フレンチトースト 2
新キャラの名前がついに公開です
「……で、いたたまれなくなってここに来たと」
カズヤは目の前で落ち込んでいるレントに目をやりながら呟いた。エレインは頷き、レントに視線を向けるとカズヤにの耳元でささやいた。
「お兄さんの演技、すごく上手だったんだ。もう一回見たいけど、たぶん難しい、よね……」
「うーん、そこはレント次第だからなぁ……」
ぶつぶつと呟いているレントを見ながら苦笑する。誰だって見られたくないものを見られてしまった時、恥ずかしくていなくなりたくなるものだ。カズヤも何度か同じ目に遭ったことがある。だからレントの気持ちもわかってしまう。

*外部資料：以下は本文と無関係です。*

PR #435, opened 2023-03-08
IA-1326 Fix issue with EMPTY GEOM

olethanh:
we had OrgUnit with empty geom in the database that could not be edited anymore because they had the issue `Column has Z dimension but geometry does not`

they were created via the GPKG import or directly in the database by inserting a POINT Z EMPTY, but they couldn't be edited anymore from django because we got a 2d empty point in return.

After discussion with the geo type we decided that it's better to replace empty point with `null` value in database.

So this patch fix the issue by:
replacing Empty geom with None during GPKG import
Allow editing existing org unit by fixing their value in the save()

Related JIRA tickets : IA-1326

- [NA] New translations have been added or updated if new string have been introduced in the frontend
- [x] Are there enough tests
- [NA] Documentation has been included (for new feature)

## How to test

Ask the geo team

## Notes
Don't know if we should bother doing a DB data migration for all the existing orgunit? It might help for bulk_update operation or other stuff that skip the save(), not sure if we have any. But on the other hand the migration might block because of the group trigger like the one which added source_updated_at

### DIFF
--- a/iaso/gpkg/import_gpkg.py
+++ b/iaso/gpkg/import_gpkg.py
@@ -1,3 +1,4 @@
+import math
 import sqlite3
 from copy import deepcopy
 from typing import Dict, List, Optional, Tuple, Union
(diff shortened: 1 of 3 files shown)


mlennert (commented):
Hi @olethanh, I cannot really test the changes, so just a theoretical response, and probably mostly for my own education: what are the reasons that you choose to solve the problem in convert_to_geography(), and not create_or_update_orgunit(), avoding the call to convert_to_geography() ? Why not enhance the if geometry test at line 105 to also detect the case of an empty geometry ?

olethanh:
I had answered Moritz IRL but to have a written down trace, it's in convert_to_geography so we can reuse this function in the future without having to worry what kind of geometry we call it with

PR #445, opened 2023-03-15
POLIO-870 Campaign Data Emails Sent Four Times

mathvdh:
Weekly Campaign email was sent multiple times, 

Related JIRA tickets : POLIO-870

## Changes

- Switch to the new cron system as done in #434 
- Transform the management command to a task
- Remove old management command and folders
- Remove Old crontab files from EBS config files

## How to test

visit the URL mentioned `cron.yaml` file :
`/tasks/launch_task/plugins.polio.tasks.weekly_email.send_email/<YOUR_USERNAME>/`

Should return some JSON looking like  : 

```JSON
{
    "status": "success",
    "task": {
        "id": 16,
        "created_at": 1678885064.050157,
        "started_at": null,
        "ended_at": null,
        "params": {
            "args": [],
            "kwargs": {},
            "module": "plugins.polio.tasks.weekly_email",
            "method": "send_email"
        },
        "result": null,
        "status": "QUEUED",
        "launcher": {
            "id": 1,
            "first_name": "",
            "user_name": "<YOUR_USERNAME>",
            "last_name": "",
            "email": "<YOUR_EMAIL>",
            "language": null,
            "user_id": 1
        },
        "progress_value": 0,
        "end_value": 0,
        "name": "refresh_data",
        "queue_answer": {
            "result": "recorded into DB"
        },
        "progress_message": null,
        "should_be_killed": false
    }
}
```


olethanh (approved):
thanks. had a crash because we were trying to set the pk for the campaigns inside the progress_value but one is a uuid and the other is a int. So I fixed it using an enumerate instead. (also added a counter for the number of email sent)

PR #446, opened 2023-03-15
POLIO-830: connect budget tool with budget tab

quang-le:
When users create steps in the budget tool, the data should populate the budget tab in the main campaign form

Related JIRA tickets : POLIO-830

- [ ] Are there enough tests

## Changes

- Added logic to the `TransitionToSerializer` so that the corresponding field in the budget tab is written with the creation date of step. Caveats:
    - The current implementation only writes if there is no preexisting data in the corresponding field in the `Campaign`model, i.e: the field is empty in the budget tab. That means that we only capture the first round of feedback/response when they happen
    - Repeat steps are not taken into account
    - Override steps: moving backwards will remove existing data in the budget tab for the steps that come after the override destination
    - Override steps: moving forward will leave a gap in data for the skipped steps. This may cause trouble in the dashboards
    - Parallel path (GPEI Consolidation, approval): this is handled by code that is tailor made for the current version of the workflow. It should be updated if the workflow changes or it will break.
- The `budget_status` of the campaign is also updated 
- The `budget_responsible` field has been removed (hidden) in the front-end as it is obsolete. There is a separate issue to improve the layout following this change: https://bluesquare.atlassian.net/browse/POLIO-898

## How to test
You need a config for budget: [wiki](https://wiki.bluesquare.org/en/Dev-team/product-management
/iaso/polio_budget_workflow)

The current budget config (json) can be found on iaso staging (polio account)

Create a step in a campaign, then check the budget tab for this campaign:
- It should be blocked for edition
- You should see the creation date of your step in the corresponding field

## Print screen / video

https://user-images.githubusercontent.com/38907762/225331567-7c9d9304-b95a-4263-9292-61e5ac118c96.mov

### UPDATE 17/03: save budget state

Screenshot 2023-03-17 at 17 32 57


quang-le:
Still needs to update budget_status (for calendar) and to auto-fill responsible

beygorghor (approved):

olethanh (approved):

PR #454, opened 2023-03-16
Hotfix pagination

olethanh:
hotfix


olethanh:
I'm mergin this, this is the same as the other already merged pr but like this we wont break history and the tags

PR #461, opened 2023-03-21
IA-1990 Fix Botswana preparedness google sheet

olethanh:
by enabling new title for the score box that we use to detect the google sheet

Related JIRA tickets : IA-1990

- [NO ] Are there enough tests


quang-le (approved):
Works on my machine 😀, though client should be aware that if they fill out data in the wrong column (REGION) they will have funny results

Screenshot 2023-03-21 at 11 36 16

PR #755, opened 2023-08-21
HOTFIX: fix round history bug with round 0

quang-le:
Polio users get 500 when adding round 0

Related JIRA tickets :  POLIO-1139

- [ ] Are there enough tests

## Changes

- prevent users to create datelog when adding round 0
- backend: raise error when receiving datelogs on create

## How to test

Explain how to test your PR.

## Print screen / video

BEFORE
Screenshot 2023-08-21 at 14 53 29

AFTER 

Screenshot 2023-08-21 at 14 56 31

## Notes

CAN BE DEPLOYED AS HOTFIX

### DIFF
--- a/plugins/polio/js/src/components/Rounds/RoundDates/RoundDates.tsx
+++ b/plugins/polio/js/src/components/Rounds/RoundDates/RoundDates.tsx
@@ -14,6 +14,7 @@ import { RoundDatesHistoryModal } from '../RoundDatesHistory/RoundDatesHistoryMo
 
 type Props = {
     roundIndex: number;
+    roundNumber: number;
     setParentFieldValue: (
         // eslint-disable-next-line no-unused-vars
         field: string,
@@ -27,6 +28,7 @@ type Props = {
 
 export const RoundDates: FunctionComponent<Props> = ({
     roundIndex,
+    roundNumber,
     setParentFieldValue,
     parentFieldValue,
     // TODO pass parentFieldValue to allow spreading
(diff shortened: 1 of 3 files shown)


plugins/polio/serializers.py
```diff
@@ -356,6 +356,9 @@ def create(self, validated_data):
         destructions = validated_data.pop("destructions", [])
         started_at = validated_data.get("started_at", None)
         ended_at = validated_data.get("ended_at", None)
+        datelogs = validated_data.get("datelogs", None)
+        if datelogs:
+            raise serializers.ValidationError({"datelogs": "Cannot have modification history for new round"})
```
madewulf, line 361: How could this have happened previously? Why is this needed?

quang-le: It could happen previously because the UI would let users add a `datelog` when they would create a round 0 in a campaign that has already other rounds. 

the PR fixes the problem front-end side. I just added the check in the backend for good measure

plugins/polio/js/src/components/Rounds/RoundDates/RoundDates.tsx
```diff
@@ -36,11 +38,21 @@ export const RoundDates: FunctionComponent<Props> = ({
         values: { rounds = [] },
         initialValues,
     } = useFormikContext<Campaign>();
+    // const currentStartDate = rounds.find(
+    //     round => round.number === roundNumber,
+    // )?.started_at;
+    // const currentEndDate = rounds.find(
+    //     round => round.number === roundNumber,
+    // )?.ended_at;
```
beygorghor: 🗑️

plugins/polio/js/src/components/Rounds/RoundDates/RoundDates.tsx
```diff
@@ -36,11 +38,21 @@ export const RoundDates: FunctionComponent<Props> = ({
...
     const currentStartDate = rounds?.[roundIndex]?.started_at;
     const currentEndDate = rounds?.[roundIndex]?.ended_at;
+    // For initial data, wee need to perform a find, because if we're adding round 0
+    // We'll be addinga round at the start of the rounds array which will lead to index related errors
     const hasInitialData = Boolean(
-        initialValues.rounds?.[roundIndex]?.started_at &&
-            initialValues.rounds?.[roundIndex]?.ended_at,
+        initialValues.rounds.find(round => round.number === roundNumber)
```
beygorghor, line 46: i would prefer to store round initial values in another variable

beygorghor (approved):
it's working but can be improved a bit

plugins/polio/js/src/components/Rounds/RoundDates/RoundDates.tsx
quang-le: I'm not convinced it would be more legible. Since `initialValues` comes from formik, it's pretty transparent. Since `rounds` is already used, I would have to make `intialRounds`  or something, which is not much shorter and less obviously related to formik.

PR #758, opened 2023-08-22
POLIO-1133: add new reason for delay

quang-le:
Add "Campaign moved forward by MOH" to the list of reasons for delay of campaign rounds (polio)

Related JIRA tickets :  POLIO-1133

- [ ] Are there enough tests

## Changes
- Update list of reasons back-end side
- add migration
- update front-end code (add reason to list and type)
- Add translation

## How to test

Go to a campaign
Edit round dates
The option "Campaign moved forward by MOH" should be available.

## Print screen / video

Screenshot 2023-08-22 at 18 45 43


hakifran (approved):
Good to me. Only thing(not blocking) I noticed, I may be wrong or not relevant, there is no test to check if the given reason is in the scope of available reasons. A part from that every thing are good.

beygorghor (approved):

quang-le:
> Good to me. Only thing(not blocking) I noticed, I may be wrong or not relevant, there is no test to check if the given reason is in the scope of available reasons. A part from that every thing are good.

Good catch, I'll double check!

PR #760, opened 2023-08-23
IA-2310: Data source initial setup

hakifran:
- When setting an account it creates datasource, source version and account but not the project
- This ticket is about to setup an account with an initial project

Related JIRA tickets : [IA-2310](https://bluesquare.atlassian.net/browse/IA-2310)

- [x] Are there enough tests

## Changes
- Just add the project creation when setting up an account and link it to the initial data source

## How to test
- Setup an account with api/setup_account
- Login and go in the list of projet there will be an initial project

## Print screen / video
[Screencast from 2023-08-23 10-40-40.webm](https://github.com/BLSQ/iaso/assets/19631540/650c3c56-479f-406f-bad7-1ecab77a1afb)

[Screencast from 2023-08-23 10-41-20.webm](https://github.com/BLSQ/iaso/assets/19631540/d4881cca-59cf-4abf-9db7-3dfc0fa78fb7)

[IA-2310]: https://bluesquare.atlassian.net/browse/IA-2310?atlOrigin=eyJpIjoiNWRkNTljNzYxNjVmNDY3MDlhMDU5Y2ZhYzA5YTRkZjUiLCJwIjoiZ2l0aHViLWNvbS1KU1cifQ


beygorghor (approved):

iaso/api/setup_account.py
```diff
@@ -52,6 +51,21 @@ def create(self, validated_data):
...
         )
 
+        # Create a setup_account project with an app_id represented by the account name
+        initial_project = Project.objects.create(
+            name=validated_data["account_name"] + " project", account=account, app_id=validated_data["account_name"]
+        )
+
+        # Create an initial orgUnit type and link it to project
+        initial_orgunit_type = OrgUnitType.objects.create(name="COUNTRY", short_name="country", depth=1)
+        initial_orgunit_type.projects.set([initial_project])
```
quang-le: I'm not sure about this. Will all projects have "COUNTRY" as org unit type? If not, will it not mess up when importing a data source?

iaso/api/setup_account.py
```diff
@@ -52,6 +51,21 @@ def create(self, validated_data):
             user_manual_path=validated_data.get("user_manual_path"),
         )
 
+        # Create a setup_account project with an app_id represented by the account name
+        initial_project = Project.objects.create(
+            name=validated_data["account_name"] + " project", account=account, app_id=validated_data["account_name"]
```
bmonjoie: I would probably make sure that the account name doesn't have spaces in its name for the app_id:
```suggestion
            name=validated_data["account_name"] + " project", account=account, app_id=validated_data["account_name"].replace(' ', '.')
```

iaso/api/setup_account.py
bmonjoie: Also, does it have to be shouting at the user? :sweat_smile: 

I think the name would be much better as "Country"

iaso/tests/api/test_setup_account.py
```diff
@@ -122,3 +122,17 @@ def test_setup_account_has_all_perms(self):
...
+        data = {
+            "account_name": "initial_project_account",
+            "user_username": "username",
+            "password": "password",
+        }
+
+        response = self.client.post("/api/setupaccount/", data=data, format="json")
+        self.assertEqual(response.status_code, 201)
+        project = m.Project.objects.filter(name="initial_project_account project")
+        self.assertEqual(len(project), 1)
```
bmonjoie: This is not testing that the project has the correct app_id, that it's linked to the correct account, or that it is linked to the proper data source.

iaso/api/setup_account.py
hakifran: > @quang-le The idea of the ticket is to create a complete account setup so that the user can directly create an orgUnit, the Country is the default orgUnit type. I added the default one because it's not possible for the user to create directly an orgunit without the orgunit type.

iaso/api/setup_account.py
```diff
@@ -52,6 +51,26 @@ def create(self, validated_data):
             user_manual_path=validated_data.get("user_manual_path"),
         )
 
+        # Create a setup_account project with an app_id represented by the account name
+        app_id = (
+            validated_data["account_name"]
+            if " " not in validated_data["account_name"]
+            else validated_data["account_name"].replace(" ", "-")
+        )
```
bmonjoie: Why not just:
```suggestion
        app_id = validated_data["account_name"].replace(" ", "-")
```

iaso/api/setup_account.py
```diff
@@ -52,6 +51,26 @@ def create(self, validated_data):
...
+        initial_project = Project.objects.create(
+            name=validated_data["account_name"] + " project", account=account, app_id=app_id
+        )
+
+        # Create an initial orgUnit type and link it to project
+        initial_orgunit_type = OrgUnitType.objects.create(name="Country", short_name="country", depth=1)
```
bmonjoie, line 62: I wonder if depth shouldn't be `0` here.
@madewulf, any idea on this?

hakifran: @bmonjoie I checked in the DB how the depth is normally used and I found that it's like orgUnit levels as for Country we have 1, Region there is 2  and district it's  3

bmonjoie (approved):

PR #761, opened 2023-08-23
IA-2377: Fix issue in users management

bmonjoie:
Super-admins have both user admin and user management rights.
Since the code was checking for user management rights, the restrictions were also applied to admins.

Related JIRA ticket: IA-2377

- [X] Are there enough tests

## Changes

The endpoints are protected with a check that the user has either the user admin or user management permission. Therefore, instead of checking if the user has user management permission before applying the restrictions, we check if the user doesn't have user admin permissions.

## How to test

Login with a super user and try to assign the user admin permission to a user

### DIFF
--- a/hat/assets/js/apps/Iaso/domains/users/components/PermissionsSwitches.tsx
+++ b/hat/assets/js/apps/Iaso/domains/users/components/PermissionsSwitches.tsx
@@ -16,6 +16,7 @@ import { Permission } from '../../userRoles/types/userRoles';
 import { useGetUserRolesDropDown } from '../hooks/useGetUserRolesDropDown';
 import { userHasPermission } from '../utils';
 import * as Permissions from '../../../utils/permissions';
+import { useCurrentUser } from '../../../utils/usersUtils';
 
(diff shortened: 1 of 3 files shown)


beygorghor (approved):

mathvdh (approved):
This seems OK to me.
I don't really understand the replacement of :

`if user.has_perm(USERS_MANAGED) and permission_codename == _USERS_ADMIN:
`
by :

`if not user.has_perm(USERS_ADMIN) and permission_codename == _USERS_ADMIN:`

bmonjoie:
@mathvdh That's basically the bug I'm fixing.

In the case of a super admin, the following condition: 
`if user.has_perm(USERS_MANAGED) and permission_codename == _USERS_ADMIN: ` 
will be true and trigger the exception.

But the other condition:
`if not user.has_perm(USERS_ADMIN) and permission_codename == _USERS_ADMIN:`
will be false and therefore not trigger the exception.

Yet, both will be true for a user with "only" the `USERS_MANAGED` permission and therefore trigger the exception for those and not for `USERS_ADMIN` nor super admin.

PR #763, opened 2023-08-23
Polio 1141 refresh dashboard api

quang-le:
refreshing prepâredness data from the Ui doesn't update the endpoint used for the powerBi dashboards

Related JIRA tickets :  POLIO-1141

- [X] Are there enough tests

## Changes

- Add endpoint to launch `refresh_data` and pass it an `obr_name` (to avoid refreshing all campaigns, which takes about an hour)
- Update front-end code to post on new endpoint when clicking "refresh" button.

## How to test

- Start a worker (see README for the command)
- Go to polio
- Find or create a campaign wit at least 1 round in the future
- Select campaign go to preparedness tab
- Select the future round and click "generate spreadsheet"
- Open the sheet in a new tab. Fill in some values
- Go back to polio,  and click "Refresh preparedness data"
- When the data has finished refreshing, go to Tasks
- You should see a `refresh_data` task with a timestamp matchiing your refresh (see video)

You can also open the browser inspector and check that a call to `tasks/create/refreshpreparedness` is made when you click "Refresh preparedness data".

## Print screen / video

https://github.com/BLSQ/iaso/assets/38907762/b068481d-a429-401b-8217-155fd4f38d14

### DIFF
--- a/plugins/polio/tasks/api/create_refresh_preparedness_data.py
+++ b/plugins/polio/tasks/api/create_refresh_preparedness_data.py
@@ -1,4 +1,3 @@
-import logging
 from plugins.polio.models import Campaign
 from plugins.polio.tasks.refresh_preparedness_data import refresh_data
 
@@ -7,11 +6,7 @@ from rest_framework.response import Response
 
 from iaso.api.common import HasPermission
 from iaso.api.tasks import TaskSerializer
-from iaso.models import DataSource
-from iaso.tasks.dhis2_ou_importer import dhis2_ou_importer
 from hat.menupermissions import models as permission
-
-logger = logging.getLogger(__name__)
 
 
 class RefreshPreparednessLaucherSerializer(serializers.Serializer):
--- a/plugins/polio/tasks/api/create_refresh_preparedness_data.py
+++ b/plugins/polio/tasks/api/create_refresh_preparedness_data.py
@@ -1,0 +1,42 @@
+import logging
+from plugins.polio.models import Campaign
+from plugins.polio.tasks.refresh_preparedness_data import refresh_data
+
+from rest_framework import viewsets, permissions, serializers
+from rest_framework.response import Response
+
+from iaso.api.common import HasPermission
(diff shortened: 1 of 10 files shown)


beygorghor (approved):

plugins/polio/tasks/api/create_refresh_preparedness_data.py
```diff
@@ -0,0 +1,42 @@
...
+from rest_framework import viewsets, permissions, serializers
+from rest_framework.response import Response
+
+from iaso.api.common import HasPermission
+from iaso.api.tasks import TaskSerializer
+from iaso.models import DataSource
+from iaso.tasks.dhis2_ou_importer import dhis2_ou_importer
+from hat.menupermissions import models as permission
+
+logger = logging.getLogger(__name__)
```
mathvdh: You don't seem to be using it ...

mathvdh (changes requested):
Except for my minor comment, It's a great job!
Also, I was wondering if we shouldn't rate-limit this endpoint @quang-le as it's launching a task in the background. Or at least maybe check if an existing task is not running already for this obr_name ? (Not sure how long the task take in background..)

plugins/polio/tasks/api/create_refresh_preparedness_data.py
mathvdh: I mean the "logger"

quang-le:
> Except for my minor comment, It's a great job! Also, I was wondering if we shouldn't rate-limit this endpoint @quang-le as it's launching a task in the background. Or at least maybe check if an existing task is not running already for this obr_name ? (Not sure how long the task take in background..)

The task is very short when you only run it for one round:
Screenshot 2023-08-29 at 15 36 04

Also the button is deactivated while refreshing the data, so multiple clicks should not happen (the other query takes longer than the task):

https://github.com/BLSQ/iaso/assets/38907762/5a77b169-f8f9-410b-bfa8-e7bb3bf06527

mathvdh (approved):

PR #765, opened 2023-08-25
POLIO-1156 Proposed temporary fix

mathvdh:
We are seeing performance issues on campaigns installation (POLIO Outbreaks).
After analysis they seem to be related to the preparedness dashboard which implies a lot of computations and fetching from google sheets API.

Related JIRA tickets : POLIO-1156

## Changes

We propose a "quick" fix that should fix the performance issues. Basically we are not expiring our cache after 24h and we are gonna launch a manual task to cache the results of old campaigns too (until now only the campaigns rounds not older than 180 days where cached).

## Notes

Every night a task is launch by cron to refresh the data in cache (data of the last 180 days)
After that fix we are gonna launch a manual task which will put in cache all available data (not only 180 days). The task has been modified to allow for an optional parameter to override this 180 days

### DIFF
--- a/plugins/polio/preparedness/client.py
+++ b/plugins/polio/preparedness/client.py
@@ -23,7 +23,7 @@ class QuotaLimiter:
     """This class allow limiting the number of call to an API within the allowed quota.
 
     Just call the function, and then it will wait before returning if we are over the rate.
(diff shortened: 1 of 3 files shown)


mathvdh:
FYI this has already been released as a hotfix on polio prod (campaigns)

quang-le (approved):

しかしこのままはよろしくない。ありきたりな表現だが、彼の頭からきのこが生えてきそうな空気がこの場に漂っている。どうしたもんかなと考えながら、彼の気を紛らわすいいものがないか探すため厨房に向かい、辺りを見渡す。ふと大きな鍋が目に入った。そういえばこの中に試作のために仕込んでいたアレがある。ちょうどいい、気分転換になるかは分からないが出してみよう。カズヤは蓋を開けそれを取り出した。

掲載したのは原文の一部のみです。